I appreciate folks with the gift of plain speaking. Jill Whalen is one. Michael Katz is another. Jill referred Michael’s work to all of us (E-Newsletters That Work). I recently produced an online audio program with him about publishing effective newsletters. It’s full of great advice, and for me, I hear two key lessons. First, stop the jargon. If what you have to say is not interesting, clear, compelling, and of use to your readers, then you’re wasting your time. Second, the most effective e-newsletters are those that don’t read like an article from a local business journal. They sound as if the company leader is advising a friend.
To those of you writing e-newsletters, do you find these points to be the key to your newsletter’s success?
Posted 12 October 2003 - 07:44 PM
I've found that to be successful, a good newsletter needs the following elements:
1) Be dedicated to topics of interest to your readers.
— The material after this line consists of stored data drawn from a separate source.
PR #92273, opened 2026-08-22
fix(bedrock): add claude-opus-5 to context length table

bagg3rs:
## Problem

`claude-opus-5` is missing from `BEDROCK_CONTEXT_LENGTHS` in `agent/bedrock_adapter.py`, so `get_bedrock_context_length()` falls through to `BEDROCK_DEFAULT_CONTEXT_LENGTH` (128K) instead of the model's actual 1M window.

Because the context compressor's threshold defaults to 50% of the resolved context length, any Bedrock user running Opus 5 (`anthropic.claude-opus-5`, or regional profiles like `eu.anthropic.claude-opus-5`) gets compaction triggering at just **64K tokens**. In practice an agentic session with a few file reads and tool calls hits "🗜️ Compacting context" every few minutes, and long sessions degrade through repeated re-summarization ("Session compressed 9 times — accuracy may degrade").

The rest of the Claude 5 family (`claude-fable-5`, `claude-sonnet-5`) is already in the table at 1M — Opus 5 just missed the update.

## Fix

One table entry:

```python
"anthropic.claude-opus-5":       1_000_000,
```

Substring matching handles the regional inference-profile prefixes (`eu.`/`us.`/`global.`) and versioned IDs, same as the existing entries. The `anthropic.claude-opus-4` fallback entry is unaffected (longest-key-wins).

## Testing

Added a regression test asserting 1M for the bare ID and `eu.`/`us.` profile variants. `tests/agent/test_bedrock_adapter.py`: 67 passed.

Found in the wild: my gateway on Bedrock eu Sonnet 5/Opus 5 was compacting constantly until I traced it to this lookup.

🤖 Generated with [Claude Code](https://claude.com/claude-code)

Issue #31277, opened 2026-05-24
[Bug]: Native Bedrock Converse adapter does not forward context-1m beta — Opus 4.6/4.7 stuck at 200K (PR #16793 only patched OpenAI-compat path)


pgregg88:
## Summary

The native Bedrock Converse adapter (`agent/bedrock_adapter.py`) does not forward the `context-1m-2025-08-07` beta header to `additionalModelRequestFields`, which blocks 1M-context for Claude Opus 4.6 / 4.7 on accounts with the entitlement.

PR #16793 (merged 2026-04-28) fixed this for the OpenAI-compat path through the `AnthropicBedrock` client (`agent/anthropic_adapter.py` — `_CONTEXT_1M_BETA = "context-1m-2025-08-07"` machinery on lines 267, 558, 792). The native Converse path was missed.

Users on the native `bedrock_converse` provider (which the setup wizard recommends for direct AWS Bedrock without a Mantle/proxy) are stuck at 200K even with the entitlement.

## Reproduction

1. `~/.hermes/config.yaml` configured for native Bedrock:
   ```yaml
   provider: bedrock
   model: us.anthropic.claude-opus-4-7
   ```
   (No `OPENAI_BASE_URL`/Mantle proxy — direct boto3 path.)

2. Confirm AWS account has the 1M context beta entitlement (Anthropic gate it; was on the allow-list for me).

3. Start Hermes, observe banner reports 200K context for `claude-opus-4-7`.

4. Inspect `build_converse_kwargs()` in `agent/bedrock_adapter.py` — `additionalModelRequestFields` is never populated with `anthropic_beta`.

5. `BEDROCK_CONTEXT_LENGTHS` table doesn't list `claude-opus-4-7` at all; it falls through to the `claude-opus-4` substring match (200K) or the 128K default.

## Expected

When user opts in (their AWS account has the entitlement), `bedrock_converse` adapter sends:
```python
additionalModelRequestFields={"anthropic_beta": ["context-1m-2025-08-07"]}
```
and `get_bedrock_context_length("us.anthropic.claude-opus-4-7")` returns `1_000_000`.

## Verified working

I wrote a local patch that:

1. Adds opt-in via `HERMES_BEDROCK_1M_CONTEXT` env var (default OFF, so accounts without the entitlement are unaffected).
[...]

PR #83071, opened 2026-08-10
fix(bedrock): claude-opus-5 missing from BEDROCK_CONTEXT_LENGTHS

nickkpoon:
claude-opus-5 was added to `DEFAULT_CONTEXT_LENGTHS` in 306c9f7661, but `BEDROCK_CONTEXT_LENGTHS` was not updated — even though its own comment requires the 1M entries to match:

```
# These 1M entries must match agent/model_metadata.py
# DEFAULT_CONTEXT_LENGTHS or the agent compresses context prematurely.
```

Bedrock ids are resolved by longest-substring match, so `anthropic.claude-opus-5` had no entry, fell through to the generic `anthropic.claude-opus-4`, and resolved to **200K**.

### Effect

On Bedrock the agent compresses at 200K for a model that serves 1M, silently discarding context the user already paid to load. No error surfaces — it just quietly truncates.

### Verification

The 1M window is real; a live Anthropic endpoint rejects an oversized prompt with its actual ceiling:

```
prompt is too long: 8460056 tokens > 1000000 maximum
```

### Tests

Rather than hardcode another model list that can drift the same way, the added test derives the expected value from `DEFAULT_CONTEXT_LENGTHS`, so a future 1M model only has to be added in one place for a mismatch to fail CI. Confirmed it fails without the one-line fix:

```
anthropic.claude-opus-5: bedrock=None metadata=1000000
```

A second test guards the opposite direction — `haiku-4-5`, `sonnet-4-5`, and `opus-4` must stay 200K, so a longest-key regression that over-advertises context (which would cause hard API errors rather than silent truncation) also fails.

`tests/agent/test_bedrock_1m_context.py` — 4 passed.

PR #75824, opened 2026-08-01
fix(bedrock): add Claude Opus 5 to the 1M context table (salvage #75432)

ryrenz:
## Summary

Bedrock now probes the live model when a region is available, but offline and display paths still use `BEDROCK_CONTEXT_LENGTHS`. That static fallback has no Opus 5 entry, so bare, regional, global, and versioned Opus 5 IDs resolve to 128K instead of their 1M window.

This is the remaining Opus 5 half of #74263; the Sonnet 5 side already landed via #67977.

Fixes #74263

## Root cause

`agent/model_metadata.py::DEFAULT_CONTEXT_LENGTHS` declares `claude-opus-5` as 1M, while the Bedrock fallback table has no matching key. With probing disabled or unavailable, longest-substring lookup finds no match and returns `BEDROCK_DEFAULT_CONTEXT_LENGTH` (128K).

## Fix

- Add `anthropic.claude-opus-5: 1_000_000` to the Bedrock static fallback, sourced from the AWS model card.
- Exercise the production resolver with `probe=False` across bare, `us.`/`eu.`/`au.`/`global.` and version-suffixed IDs.
- Add a behavioral invariant that keeps 1M Claude entries aligned with `DEFAULT_CONTEXT_LENGTHS` without freezing a catalog snapshot.

Salvages #75432, whose author closed it as housekeeping and explicitly invited the work to be carried forward.

## Source

AWS documents Claude Opus 5 on Bedrock with a 1M context window:
https://docs.aws.amazon.com/bedrock/latest/userguide/model-card-anthropic-claude-opus-5.html

## Validation

- `scripts/run_tests.sh tests/agent/test_bedrock_adapter.py -q`: 69 passed, 5 skipped
- Bedrock/model-metadata call chain (6 files): 218 passed, 5 skipped
- Reverse check: removing the new key fails all 8 regression cases at the 128K fallback
- `ruff check`: passed
- Windows footgun check: passed
- `git diff --check`: passed

PR #98494, opened 2026-08-30
fix(bedrock): add the missing claude-opus-5 context row, and guard the static table against silent drift

JiaDe-Wu:
> **Update (2026-08-30):** this PR now carries two commits. It started as tests-only; live measurement then turned up a real bug that the tests were blind to, so the fix for it is here too.
>
> | commit | what |
> |---|---|
> | `c23c56b` | the guard tests described below (tests-only) |
> | `9432837` | adds the missing `anthropic.claude-opus-5` row **plus** the reverse-direction guard that catches missing rows |
>
> The second commit's one-line table fix is the same one @bagg3rs proposed in #92273 and is credited to them with a `Co-authored-by:` trailer. **If #92273 merges first, I'll rebase this down to the test alone.** I carry it here only because the new guard fails without it — which is the entire point of the guard.

## The bug the first version of this PR could not see

Sweeping all 13 `us.anthropic.*` inference profiles in `us-east-2` against the window Bedrock actually enforces, there is exactly one divergence:

| inference profile | static table | Bedrock enforces | `x-amzn-RequestId` |
|---|---|---|---|
| `us.anthropic.claude-opus-5` | **128,000** | **1,000,000** | `bde3ddfa-1898-49f8-808d-3d9cd326b2c6` |

`claude-opus-5` is in `model_metadata.DEFAULT_CONTEXT_LENGTHS` at 1M but had no `BEDROCK_CONTEXT_LENGTHS` row, so it fell to `BEDROCK_DEFAULT_CONTEXT_LENGTH` (128K) and compression fired at 64K. The symptom is constant "🗜️ Compacting context" with nothing naming a context window — which is why it went unnoticed.

The cross-file check in the first commit **only compares rows the Bedrock table already has**, so it could not see this: the row was absent, not wrong. That is a genuine gap in my own test. The new `test_every_claude_model_in_metadata_is_covered` walks the other direction and reports precisely this on unpatched `main`:

```
claude-opus-5: metadata 1,000,000 vs Bedrock 128,000 (no row at all — falls to the default)
```

All 8 `claude-*` slugs in `DEFAULT_CONTEXT_LENGTHS` are checked. Anthropic sometimes ships to their own API before Bedrock, so a slug genuinely absent from Bedrock goes in `_METADATA_SLUGS_NOT_ON_BEDROCK` with a note rather than having a Bedrock row invented for it; that set is empty today.

I also expected `claude-opus-4-5` to be a second missing row. Measured live it is 200,000 and the generic `anthropic.claude-opus-4` fallback already gives 200,000 — so that guess was wrong and there is no second gap.

Offline suite is now 72 passed (was 69). Everything below still applies.

---

## What

Tests only. Adds `tests/agent/test_bedrock_context_window_guard.py` (+258) — nothing under `agent/` changes.

`BEDROCK_CONTEXT_LENGTHS` is the fallback `get_bedrock_context_length()` uses whenever the live probe can't run: `probe=False`, no region, no credentials, offline. Two invariants are already written down in that code as prose, and neither had a test:

- `get_bedrock_context_length()`'s docstring: *"a stale entry silently caps the window (e.g. a 1M-token Opus pinned to 200K via an `opus-4` substring match)"*
- the table's own comment: *"These 1M entries must match `agent/model_metadata.py` `DEFAULT_CONTEXT_LENGTHS` or the agent compresses context prematurely"*

Both failure modes are silent. Nothing raises; the CLI just advertises the wrong window and compression fires at the wrong threshold.

## The three offline properties

All hold on `main` today — this PR is a guard, not a fix.

**1. Every row is reachable.** Matching is `key in model_id.lower()`, so a key carrying an uppercase character can never match any input; the model silently falls to a shorter row. Nothing else in the suite would surface that typo.

**2. Removing a row can only lower the result.** This is the state of *every* model AWS ships before this table is updated, so it's the common case, not the exotic one. The two directions are not symmetric:

- falling **low** → premature context compression, wasteful but safe;
- falling **high** → the agent packs a prompt the model rejects outright.

So no generic row may be more generous than the specific rows it covers. Concretely, dropping `claude-opus-4-8` must land on `claude-opus-4` (200K), never above 1M. Longest-substring means a *shorter* generic key can never outrank a longer specific one, so this fallback direction is the only one worth asserting — an earlier draft of this test asserted "no row is shadowed", which turns out to be vacuously true and is not in this PR.

**3. The Claude rows agree with `DEFAULT_CONTEXT_LENGTHS`** — the cross-file invariant the table comment requires. 7 rows have a counterpart and all 7 match.

Plus current-generation resolution cases: `us.`/`global.`/`eu.`/`apac.` inference-profile prefixes and `-v1` / `-v1:0` / `-20250514-v1:0` suffixes must not change the answer, and `us.anthropic.claude-opus-4-1-v1:0` must stay 200K rather than be captured by a 1M row.

69 tests, 1.5s, no network.

## Each property was mutation-tested

A guard that can't fail isn't a guard. Every assertion was verified to break under injected drift:

| Injected defect | Result |
|---|---|
| drop the `anthropic.claude-opus-4-8` row | `us.anthropic.claude-opus-4-8` → 200,000; `test_versioned_claude_ids_beat_the_generic_opus_4_row` fails |
| add `anthropic.claude-Opus-4-9` (uppercase) | `test_every_row_is_reachable[anthropic.claude-Opus-4-9]` fails |
| add `anthropic.claude-sonnet: 2_000_000` | `test_removing_a_row_can_only_lower_the_window` fails for `claude-sonnet-4` **and** `claude-sonnet-5` |
| set `anthropic.claude-sonnet-5: 200_000` | `test_claude_rows_match_default_context_lengths` fails |
| add `anthropic.claude-opus-4-1: 1_000_000` | `test_opus_4_1_is_not_over_matched_to_1m` fails |

That third one is how I found the vacuous assertion: injecting a shadowing row produced **zero** failures, because it can't shadow. I replaced it rather than keep a test that always passes.

## Opt-in live check

`TestTableMatchesLiveBedrock` asks the question the offline tests can't: does the table still match what Bedrock actually enforces? It **reuses `probe_bedrock_context_length()`** instead of reimplementing the probe, so it exercises production code at the same time.

Gated twice — `@pytest.mark.integration` (excluded by the default `-m 'not integration'`) plus `HERMES_E2E_BEDROCK=1`, following the `tests/tools/test_browser_supervisor.py` precedent. It costs **zero tokens**: length validation runs before inference, so an oversized prompt is rejected immediately and the error reports the real `maximum`.

```
HERMES_E2E_BEDROCK=1 AWS_REGION=us-east-2 \
    pytest tests/agent/test_bedrock_context_window_guard.py -m integration -v
```

Verified against live Bedrock in `us-east-2` on 2026-08-30 — 5 passed in 7.6s:

| model | static table | Bedrock reports | `x-amzn-RequestId` |
|---|---|---|---|
| `us.anthropic.claude-sonnet-4-6` | 1,000,000 | 1,000,000 | `a7a337da-3afb-4c3c-9f16-b5dede06395a` |
| `us.anthropic.claude-opus-4-6-v1` | 1,000,000 | 1,000,000 | `8c8a77ae-21a0-42b5-8e1d-e484f5ea9322` |
| `us.anthropic.claude-opus-4-7` | 1,000,000 | 1,000,000 | `dca8cb34-f8a3-4d44-ac4c-ebba133d8d1a` |
| `us.anthropic.claude-opus-4-8` | 1,000,000 | 1,000,000 | `e0993efd-519a-4ce4-9bf6-2d1d2bf62232` |
| `us.anthropic.claude-sonnet-5` | 1,000,000 | 1,000,000 | `d37e8a19-b8a2-44ce-8175-ac54819dcab4` |

Default run (no env var) correctly skips all 5 with `live Bedrock: set HERMES_E2E_BEDROCK=1 to opt in`.

## One thing worth a maintainer's attention

The live group did not work on the first attempt, and the reason generalises beyond this PR.

The autouse isolation fixture in `tests/conftest.py` deletes `AWS_ACCESS_KEY_ID`/`AWS_SECRET_ACCESS_KEY`/`AWS_SESSION_TOKEN` and sets `AWS_EC2_METADATA_DISABLED=true`, commented *"Tests don't run on EC2 — IMDS is always unreachable here."* That default is correct and I am not proposing to change it — it is what stops a unit test touching a real account.

But its effect on an **opt-in** live test is a false negative, not a failure: signing fails instantly, `probe_bedrock_context_length()` returns `None` per its contract, and the test **skips itself with a misleading "no credentials" reason**. My first run was `5 skipped in 0.94s` — fast enough that it clearly never called Bedrock, which is the only reason I noticed rather than believing the skip.

The fix stays inside this test file: the `AWS_*` environment is snapshotted at **collection** time — before the autouse fixture runs, the only point where the real values are still visible — and restored for the duration of the live test only, with `reset_client_cache()` called on both entry and exit so a live-credentialled client can't leak into a unit test.

Any future integration test needing real AWS will hit the same wall. If maintainers would rather have a shared fixture for this in `tests/conftest.py`, I'm happy to follow up.

## Context

Came out of measuring #31277 (Bedrock 1M context). That issue's remaining half turns out to be obsolete — the `context-1m-2025-08-07` beta was retired on 2026-04-30 when 1M went GA, and all five current Claude models now report 1,000,000 with *and* without the beta header, so gating 1M behind an opt-in would now re-introduce the under-reporting the issue was filed about. Details and measurements in [my comment there](https://github.com/NousResearch/hermes-agent/issues/31277#issuecomment-5467962086). This PR is the artifact I offered in that comment instead: the table is right today, so lock in that it stays right.

## Testing

- `pytest tests/agent/test_bedrock_context_window_guard.py` → 69 passed, 5 deselected, 1.5s
- `pytest tests/agent/test_bedrock_adapter.py tests/agent/test_model_metadata.py tests/agent/test_bedrock_1m_context.py tests/agent/test_bedrock_empty_text_blocks.py tests/agent/test_bedrock_context_window_guard.py` → 261 passed
- `ruff check .` → clean
- live group on real Bedrock → 5 passed (table above)

### DIFF
--- a/agent/bedrock_adapter.py
+++ b/agent/bedrock_adapter.py
@@ -1782,6 +1782,7 @@ BEDROCK_CONTEXT_LENGTHS: Dict[str, int] = {
     "anthropic.claude-fable-5":      1_000_000,
     "anthropic.claude-fable":        1_000_000,
     "anthropic.claude-sonnet-5":     1_000_000,
+    "anthropic.claude-opus-5":       1_000_000,
     "anthropic.claude-opus-4-8":     1_000_000,
     "anthropic.claude-opus-4-7":     1_000_000,
     "anthropic.claude-opus-4-6":     1_000_000,
--- a/tests/agent/test_bedrock_context_window_guard.py
+++ b/tests/agent/test_bedrock_context_window_guard.py
@@ -64,6 +64,14 @@ _AWS_ENV_AT_COLLECTION = {
     k: v for k, v in os.environ.items() if k.startswith("AWS_")
 }
 
+# Escape hatch for the coverage check below: Claude slugs that model_metadata
+# knows but Bedrock genuinely does not offer, so BEDROCK_CONTEXT_LENGTHS is right
+# to stay silent about them. Empty today — every claude-* slug in
+# DEFAULT_CONTEXT_LENGTHS is served by Bedrock. Anthropic sometimes ships to
+# their own API before Bedrock, so add a slug here (with a note) rather than
+# inventing a Bedrock row for a model that isn't there.
+_METADATA_SLUGS_NOT_ON_BEDROCK: frozenset = frozenset()
+
 # Measured against live Bedrock, us-east-2, 2026-08-30. See module docstring.
 LIVE_VERIFIED_WINDOWS = {
     "us.anthropic.claude-sonnet-4-6": 1_000_000,
@@ -184,6 +192,50 @@ class TestTableAgreesWithModelMetadata:
             + "\n  ".join(divergences)
         )
         assert compared, "no rows compared — the key-slug mapping has drifted"
+
+    def test_every_claude_model_in_metadata_is_covered(self):
+        """The other direction: a *missing* row, which is the one that bites.
+
+        The test above only compares rows the Bedrock table already has, so it
+        is blind to the failure that actually happens — a model the rest of the
+        codebase knows about having no Bedrock row at all, and silently
+        resolving to the 128K default. That halves the compression threshold to
+        64K, and the symptom users report is constant "🗜️ Compacting context"
+        rather than anything naming a context window.
+
+        This is exactly how ``claude-opus-5`` was missed (#92273): present in
+        DEFAULT_CONTEXT_LENGTHS at 1M, absent from BEDROCK_CONTEXT_LENGTHS.
+        """
+        from agent.model_metadata import DEFAULT_CONTEXT_LENGTHS
+
+        checked = 0
+        gaps = []
+        for slug, want in sorted(DEFAULT_CONTEXT_LENGTHS.items()):
+            if not slug.startswith("claude-"):
+                continue
+            if "." in slug:
+                continue  # dotted aliases (claude-opus-4.6) are not Bedrock IDs
+            if slug in _METADATA_SLUGS_NOT_ON_BEDROCK:
+                continue
+            checked += 1
+            got = _static_bedrock_context_length(f"anthropic.{slug}")
+            if got != want:
+                how = (
+                    "no row at all — falls to the default"
+                    if got == BEDROCK_DEFAULT_CONTEXT_LENGTH
+                    else "resolves via a different row"
+                )
+                gaps.append(f"{slug}: metadata {want:,} vs Bedrock {got:,} ({how})")
+
+        assert not gaps, (
+            "Claude models known to model_metadata do not resolve to the same "
+            "window on Bedrock:\n  "
+            + "\n  ".join(gaps)
+            + "\n\nAdd the missing row to BEDROCK_CONTEXT_LENGTHS. If the model "
+            "genuinely is not offered on Bedrock, add its slug to "
+            "_METADATA_SLUGS_NOT_ON_BEDROCK in this file with a note saying so."
+        )
+        assert checked, "no slugs checked — the claude- prefix filter has drifted"
 
 
 @pytest.mark.integration
--- a/tests/agent/test_bedrock_context_window_guard.py
+++ b/tests/agent/test_bedrock_context_window_guard.py
@@ -1,0 +1,258 @@
+"""Guards on the Bedrock static context-window fallback table.
+
+``get_bedrock_context_length()`` prefers a live probe and falls back to
+``BEDROCK_CONTEXT_LENGTHS``. Its own docstring names the failure mode the
+fallback is prone to:
+
+    a stale entry silently caps the window (e.g. a 1M-token Opus pinned to
+    200K via an ``opus-4`` substring match)
+
+That is a *silent* failure: nothing raises, the CLI just advertises the wrong
+window and context compression fires several times earlier than it needs to.
+The offline/display paths (``probe=False``, or no region) have only the table,
+so drift there is not masked by the probe.
+
+Three properties are asserted offline, all of which the table currently
+satisfies and none of which was covered:
+
+* **Every row is reachable.** Matching is ``key in model_id.lower()``, so a key
+  carrying an uppercase character can never match anything and the model
+  silently drops to a shorter row.
+* **Removing a row can only lower the result.** That is the situation for every
+  model AWS ships before this table is updated. Falling low costs premature
+  compression; falling *high* means the agent builds a prompt the model rejects.
+  So no generic row may be more generous than the specific rows it covers.
+* **The Claude rows agree with ``model_metadata.DEFAULT_CONTEXT_LENGTHS``.** The
+  table's own comment requires this ("These 1M entries must match
+  agent/model_metadata.py DEFAULT_CONTEXT_LENGTHS or the agent compresses
+  context prematurely") but nothing enforced it.
+
+A third check compares the table against what Bedrock actually enforces. It
+needs live AWS, so it is opt-in twice over — ``@pytest.mark.integration``
+(excluded by the default ``-m 'not integration'``) plus ``HERMES_E2E_BEDROCK=1``
+— and it reuses the production probe rather than reimplementing it, so it
+exercises ``probe_bedrock_context_length()`` at the same time.
+
+The expected windows below were measured against live Bedrock in ``us-east-2``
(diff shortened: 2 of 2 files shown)


Enough1122:

### PR #98494 — fix(bedrock): add the missing claude-opus-5 context row, and guard the static table against silent drift

**Summary:** Adds missing `anthropic.claude-opus-5: 1_000_000` to `BEDROCK_CONTEXT_LENGTHS` (`agent/bedrock_adapter.py:1785`) — same one-line fix as #9227 — and introduces `tests/agent/test_bedrock_context_window_guard.py` (310 lines, 3 classes + live probe) that fails closed on (1) unreachable rows (key not `in model_id.lower()`), (2) generic-row over-generosity (`fallback <= own` when row removed), (3) exact parity with `model_metadata.DEFAULT_CONTEXT_LENGTHS`, and (4) full reverse coverage (every `claude-*` slug in metadata resolves to same window via `_static_bedrock_context_length`, catching missing rows like opus-5 falling to 128K default and halving threshold to 64K). Live `probe_bedrock_context_length` opt-in (`@pytest.mark.integration` + `HERMES_E2E_BEDROCK=1`) reuses collection-time AWS env capture to survive `tests/conftest.py` AWS scrub.

- `_METADATA_SLUGS_NOT_ON_BEDROCK` escape hatch is empty today (every `claude-*` slug is on Bedrock); comment directs adding a slug there rather than inventing a row for a not-yet-available model.
- Guard correctly excludes dotted aliases (`claude-opus-4.6`) and non-`anthropic.` rows from metadata comparison; `compared`/`checked` asserts prevent silently empty parametrization if filters drift.

**Verdict:** One-line correctness fix plus the strongest static-table guard in the repo. No issues.

JiaDe-Wu:
Closing this — and **not** in favour of a PR of mine. It should have been closed in favour of someone else's, and I should have found that before opening it.

I ran a proper duplicate search today, which I clearly did not do properly in August. Three PRs were already open on exactly this row when I filed this one:

- #75824 (@ryrenz) — oldest, 2026-08-01
- #83071 (@nickkpoon)
- #92273 (@bagg3rs)

**#75824 is the one I'd back.** It is written against the *current* compacted `dict.fromkeys` shape of the table, not the older one-key-per-line shape this PR assumes, so it applies today without a rewrite. And its drift guard is better than the one I wrote here: mine excluded the dotted `DEFAULT_CONTEXT_LENGTHS` spellings (`claude-opus-4.8`) as out of scope, while #75824 normalises dots to hyphens and checks them, which closes the exact hole I left open — a future 1M model that only ever gets a dotted alias would have slipped past my version.

For whatever it is worth to whoever reviews #75824, I verified the defect independently on `7dc796463d` before writing this. Importing the module and calling `get_bedrock_context_length(model_id, probe=False)`, no network:

| model id | resolves to | matched key |
|---|---|---|
| `us.anthropic.claude-opus-5-20260101-v1:0` | **128,000** | **none at all → `BEDROCK_DEFAULT_CONTEXT_LENGTH`** |
| `us.anthropic.claude-sonnet-5-20260101-v1:0` | 1,000,000 | `anthropic.claude-sonnet-5` |
| `us.anthropic.claude-opus-4-8-20260101-v1:0` | 1,000,000 | `anthropic.claude-opus-4-8` |

Worth stressing that it matches **no** key — not even the generic `anthropic.claude-opus-4` — so it does not get quietly pinned to 200K, it falls all the way to the 128K default while `DEFAULT_CONTEXT_LENGTHS["claude-opus-5"]` is 1,000,000. That is the file's own comment at `bedrock_adapter.py:935-936` being violated.

I also audited the rest of the table against `DEFAULT_CONTEXT_LENGTHS` while I was in there, in case it mattered to the guard's scope: every other 1M `anthropic.` row agrees, the nine ids that look absent are all 200K models already covered by the `"claude": 200000` catch-all on the other side, and the dotted spellings are the OpenRouter route's keys. `claude-opus-5` is the only genuine mismatch — so a guard over this invariant should go green immediately once the row lands, with nothing else to clean up first.

Separately, the Llama 4 half of my table work — which nobody else has open — is now #106492.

If I'm a knitting aficionado, then I want to learn more about great yarns, great new patterns, etc. that I can try out, and helpful tips. If I'm a car enthusiast, then my wants are quite different.
2) It has to be written in the language that readers use, that show you understand their interest, hobby, or profession. This takes time and research-and often spending time with people in this industry.
3) Engaging headlines, subheads and strong lead paragraphs...the element of any good writing...is just as important in newsletters online as offline. There are all too many highly boring newsletters out there, those that sound "slapped together" and others that just don't offer interesting information. Avoid those problems, and your newsletter will stand out from the rest.
Oh, and please, please don't over-advertise in one. It turns me off, and I suspect most people feel the same way.
Just a few thoughts on this topic,
Posted 12 October 2003 - 10:43 PM
That's the real secret to a successful newsletter!
BTW, you can see how much I liked Michael's book on putting out newsletters in my review of it.
It was scary how much of what he wrote felt like I could have written it myself!
I'm sure Michael's Sound Advice series is just as good.
Posted 12 October 2003 - 11:23 PM
Posted 13 October 2003 - 07:53 AM
Oh well. I like to think that if it were for my own business I'd be less forgetful, but I probably should shed my illusions while there's still time and set up my personal reminder software.